TensorFlow.js executes operations on the GPU by running WebGL shader programs. These shaders are assembled and compiled lazily when the user asks to execute an operation. The compilation of a shader happens on the CPU on the main thread and can be slow. TensorFlow.js will cache the compiled shaders automatically, making the second call to the same operation with input and output tensors of the same shape much faster. Typically, TensorFlow.js applications will use the same operations multiple times in the lifetime of the application, so the second pass through a machine learning model is much faster.

TensorFlow.js also stores tf.Tensor data as WebGLTextures. When a tf.Tensor is created, we do not immediately upload data to the GPU, rather we keep the data on the CPU until the tf.Tensor is used in an operation. If the tf.Tensor is used a second time, the data is already on the GPU so there is no upload cost. In a typical machine learning model, this means weights are uploaded during the first prediction through the model and the second pass through the model will be much faster.

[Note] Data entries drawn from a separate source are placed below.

PR #1143, opened 2024-03-02
add reform desc

Nivaturimika:
A small addition for AHMP flavour

### DIFF
--- a/src/gui/topbar_subwindows/politics_subwindows/gui_reforms_window.hpp
+++ b/src/gui/topbar_subwindows/politics_subwindows/gui_reforms_window.hpp
@@ -101,13 +101,15 @@ void reform_description(sys::state& state, text::columnar_layout& contents, dcon
 	auto reform = fatten(state.world, ref);
 
 	text::add_line(state, contents, reform.get_name());
-	text::substitution_map sub{};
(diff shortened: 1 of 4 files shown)


src/gui/topbar_subwindows/politics_subwindows/gui_reforms_window.hpp
```diff
@@ -100,6 +100,15 @@ void reform_rules_description(sys::state& state, text::columnar_layout& contents
 void reform_description(sys::state& state, text::columnar_layout& contents, dcon::issue_option_id ref) {
 	auto reform = fatten(state.world, ref);
 
+	text::add_line(state, contents, reform.get_name());
```
schombert, line 103: you need to handle the case where no name has been set (here and elsewhere) or you may mess up text for the base game

schombert: In particular, you are always forcing a ..._desc key to be created, so that will show up for most mods

Nivaturimika: basegame does define the name for it tho

PR #1157, opened 2024-03-24
Fix events not properly doing ai_chance for empty effects on options

Nivaturimika:


schombert:
a) you would need to adjust the corresponding loops below each of these. b) the issue was not with events that had a null-effect option

schombert:
I dont remember if effect::execute checks if the effect is a valid handle. If it does not, you will have to add the condition back in around the execution

PR #1169, opened 2024-03-25
merge rally point checkboxes will display why no merge rally points s…

Nivaturimika:
…o people stop complaining


schombert:
encoding of the csv file got messed up

schombert:
not by you

schombert:
When I added the merge, github fkkd the encoding

Nivaturimika:
what do we do

schombert:
roll back my merge and then merge locally so that github doesn't have a chance to mess the text up

Nivaturimika:
Did this fix it?

schombert:
I don't see any changes to the csv file now, so the new text about the buttons being disabled won't be included I think

Nivaturimika:
> I don't see any changes to the csv file now, so the new text about the buttons being disabled won't be included I think

fiuxes

PR #1177, opened 2024-03-25
explain why AI will not accept a demand ol white peace

Nivaturimika:


src/gui/topbar_subwindows/diplomacy_subwindows/gui_peace_window.hpp
```diff
@@ -282,6 +282,7 @@ class diplomacy_peace_send : public button_element_base {
 			text::add_line(state, contents, "ai_will_accept_po");
 		} else {
 			text::add_line(state, contents, "ai_will_not_accept_po");
+			text::add_line(state, contents, "alice_ai_behaviour_on_demand_po");
```
schombert, line 285: This will display the message unconditionally, regardless of whether it is relevant. Plus, the AI will absolutely accept a white peace demand in the right circumstances

Nivaturimika: > This will display the message unconditionally, regardless of whether it is relevant. Plus, the AI will absolutely accept a white peace demand in the right circumstances

Only if the AI is saying no

PR #1187, opened 2024-04-03
Toggle daily oos checks on console (default is OFF)

Nivaturimika:


schombert:
First, this should be a transient property that you can turn on, not a setting that gets saved permanently. Secondly, will this work if the server and clients don't have the option set the same way?

Nivaturimika:
> First, this should be a transient property that you can turn on, not a setting that gets saved permanently. Secondly, will this work if the server and clients don't have the option set the same way?

a) i disagree
b) yes it will

schombert:
I'm not going to merge it in if the setting is part of the user settings file. You know from experience how that file can end up corrupted / giving people random default settings. And giving people the daily oos check randomly would degrade their mp experience and they wouldn't know why and would then complain to everyone about how mp is slow/bad

Nivaturimika:
fair, closing and making new pr making it transient [l8tr]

If you care about the performance of the first prediction through your model or TensorFlow.js code, we recommend warming the model up by passing an input Tensor of the same shape before real data is used.

For example:

const model = await tf.loadLayersModel(modelUrl);

// Warmup the model before using real data.
const warmupResult = model.predict(tf.zeros(inputShape));
warmupResult.dataSync();
warmupResult.dispose();

// The second predict() will be much faster
const result = model.predict(userData);

Node.js TensorFlow backend

In the TensorFlow Node.js backend, 'node', the TensorFlow C API is used to accelerate operations. This will use the machine's available hardware acceleration, like CUDA, if available.

In this backend, just like the WebGL backend, operations return tf.Tensors synchronously. However, unlike the WebGL backend, the operation is completed before you get the tensor back. This means that a call to tf.matMul(a, b) will block the UI thread.

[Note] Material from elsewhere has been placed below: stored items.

PR #1194, opened 2024-04-04
AI improve behaviour on PO of crisis

Nivaturimika:
- AI will now join crisis with colonial concessions and such
- Will also send peace offers accordingly at max crisis temperature, because:
- a) Going to war will make them lose more than they win (given the economy)
- b) If the other side accepts, then it's best for the AI
- c) If the other side declines, we go to war faster, indeed, but if we are superior in strength and we demanded terms, we will likely win
- d) And if not, then it's probably because the other side wants to go to war anyways so yeah

### DIFF
--- a/src/ai/ai.cpp
+++ b/src/ai/ai.cpp
@@ -1630,13 +1630,13 @@ void update_crisis_leaders(sys::state& state) {
 
 		bool defender_victory = str_est.attacker < str_est.defender * 0.66f;
 		if(state.world.nation_get_is_player_controlled(state.primary_crisis_attacker) == false) {
-			assert(command::can_start_crisis_peace_offer(state, state.primary_crisis_attacker, true));
-			command::execute_start_crisis_peace_offer(state, state.primary_crisis_attacker, true);
+			assert(command::can_start_crisis_peace_offer(state, state.primary_crisis_attacker, defender_victory));
+			command::execute_start_crisis_peace_offer(state, state.primary_crisis_attacker, defender_victory);
 			auto pending = state.world.nation_get_peace_offer_from_pending_peace_offer(state.primary_crisis_attacker);
 			for(auto& par : state.crisis_participants) {
 				if(!par.id)
 					break;
-				bool side_ood = !defender_victory ? !par.supports_attacker : par.supports_attacker;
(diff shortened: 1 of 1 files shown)


src/ai/ai.cpp
```diff
@@ -1536,9 +1536,8 @@ bool will_join_crisis_with_offer(sys::state& state, dcon::nation_id n, sys::cris
 	if(offer.target == state.world.nation_get_ai_rival(n))
 		return true;
 	auto offer_bits = state.world.cb_type_get_type_bits(offer.wargoal_type);
-	if((offer_bits & (military::cb_flag::po_demand_state | military::cb_flag::po_annex)) != 0)
+	if((offer_bits & (military::cb_flag::po_colony | military::cb_flag::po_demand_state | military::cb_flag::po_annex)) != 0)
```
schombert, line 1539: po_colony isn't place in the sun; that is also po_demand_state. po_colony is the special crisis cb that removes competitors from a potential colony IIRC. thus it can never appear in a third party offer in the first place

schombert:
Your changes look like they will prevent the AI from trying to WP a crisis

schombert:
Also, make sure that the logic for accepting crisis offers is also updated to match. Otherwise the AI will just be sending offers that won't be accepted

Nivaturimika:
> Your changes look like they will prevent the AI from trying to WP a crisis

it will try to WP if the other side hasn't added any wargoals, and we are losing

> Also, make sure that the logic for accepting crisis offers is also updated to match. Otherwise the AI will just be sending offers that won't be accepted

it uses the same "win losing" logic to determine if accepting or not

schombert:
Yes, but your logic means that the only outcomes for the crisis phase is that side A gets everything or side B gets everything. It isn't possible, if both A and B have something on the table (e.g. a colonial crisis or where the defender has made a wg offer) for the crisis leaders to back down into a white peace rather than one side surrendering.

Nivaturimika:
> Yes, but your logic means that the only outcomes for the crisis phase is that side A gets everything or side B gets everything. It isn't possible, if both A and B have something on the table (e.g. a colonial crisis or where the defender has made a wg offer) for the crisis leaders to back down into a white peace rather than one side surrendering.

thats the idea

For this reason, if you intend to use this in a production application, you should run TensorFlow.js in worker threads to not block the main thread.

For more information on Node.js, see this guide.

CPU backend

The CPU backend, 'cpu', is the least performant backend, however it is the simplest. Operations are all implemented in vanilla JavaScript, which makes them less parallelizable. They also block the UI thread.

This backend can be very useful for testing, or on devices where WebGL is unavailable.

Flags

TensorFlow.js has a set of environment flags that are automatically evaluated and determine the best configuration in the current platform. These flags are mostly internal, but a few global flags can be controlled with public API.

  • tf.enableProdMode(): enables production mode, which will remove model validation, NaN checks, and other correctness checks in favor of performance.
  • tf.enableDebugMode(): enables debug mode, which will log to the console every operation that is executed, as well as runtime performance information like memory footprint and total kernel execution time. Note that this will greatly slow down your application, do not use this in production.